● **EXERCISE PROMPT**
Scan the records for the line containing "vbudhram, line 70: I"; extract it and all later lines, verbatim, through the end, and nothing before it.

● **TASK INPUT**
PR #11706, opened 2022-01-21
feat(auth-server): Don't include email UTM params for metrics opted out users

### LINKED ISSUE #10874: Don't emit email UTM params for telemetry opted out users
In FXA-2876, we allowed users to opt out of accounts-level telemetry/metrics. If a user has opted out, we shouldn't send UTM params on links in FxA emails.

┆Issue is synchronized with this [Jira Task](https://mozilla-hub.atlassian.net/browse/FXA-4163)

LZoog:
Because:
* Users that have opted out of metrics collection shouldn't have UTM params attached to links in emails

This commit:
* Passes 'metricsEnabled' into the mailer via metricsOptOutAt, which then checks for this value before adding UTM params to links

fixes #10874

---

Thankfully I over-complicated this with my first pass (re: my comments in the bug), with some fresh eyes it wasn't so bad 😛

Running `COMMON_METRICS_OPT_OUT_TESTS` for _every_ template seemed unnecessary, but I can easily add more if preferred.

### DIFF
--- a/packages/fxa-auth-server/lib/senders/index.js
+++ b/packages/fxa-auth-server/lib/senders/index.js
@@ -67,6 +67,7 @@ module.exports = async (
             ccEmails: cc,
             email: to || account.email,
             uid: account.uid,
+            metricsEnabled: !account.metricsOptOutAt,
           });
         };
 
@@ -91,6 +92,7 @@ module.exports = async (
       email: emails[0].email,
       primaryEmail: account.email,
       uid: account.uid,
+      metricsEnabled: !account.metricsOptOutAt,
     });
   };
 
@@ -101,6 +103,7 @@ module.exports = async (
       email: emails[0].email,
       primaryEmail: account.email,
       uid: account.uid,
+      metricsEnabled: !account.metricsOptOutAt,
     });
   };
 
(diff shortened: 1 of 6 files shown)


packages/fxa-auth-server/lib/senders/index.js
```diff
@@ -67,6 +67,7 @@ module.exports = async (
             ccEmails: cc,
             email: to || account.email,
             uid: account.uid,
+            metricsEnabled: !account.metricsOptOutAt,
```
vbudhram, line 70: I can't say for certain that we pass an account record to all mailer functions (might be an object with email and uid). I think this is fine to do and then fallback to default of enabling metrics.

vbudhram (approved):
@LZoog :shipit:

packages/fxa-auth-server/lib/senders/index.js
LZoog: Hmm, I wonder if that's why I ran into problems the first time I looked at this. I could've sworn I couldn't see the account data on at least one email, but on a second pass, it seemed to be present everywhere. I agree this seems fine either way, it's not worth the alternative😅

● **SOLUTION TO THIS TASK**
vbudhram, line 70: I can't say for certain that we pass an account record to all mailer functions (might be an object with email and uid). I think this is fine to do and then fallback to default of enabling metrics.

vbudhram (approved):
@LZoog :shipit:

packages/fxa-auth-server/lib/senders/index.js
LZoog: Hmm, I wonder if that's why I ran into problems the first time I looked at this. I could've sworn I couldn't see the account data on at least one email, but on a second pass, it seemed to be present everywhere. I agree this seems fine either way, it's not worth the alternative😅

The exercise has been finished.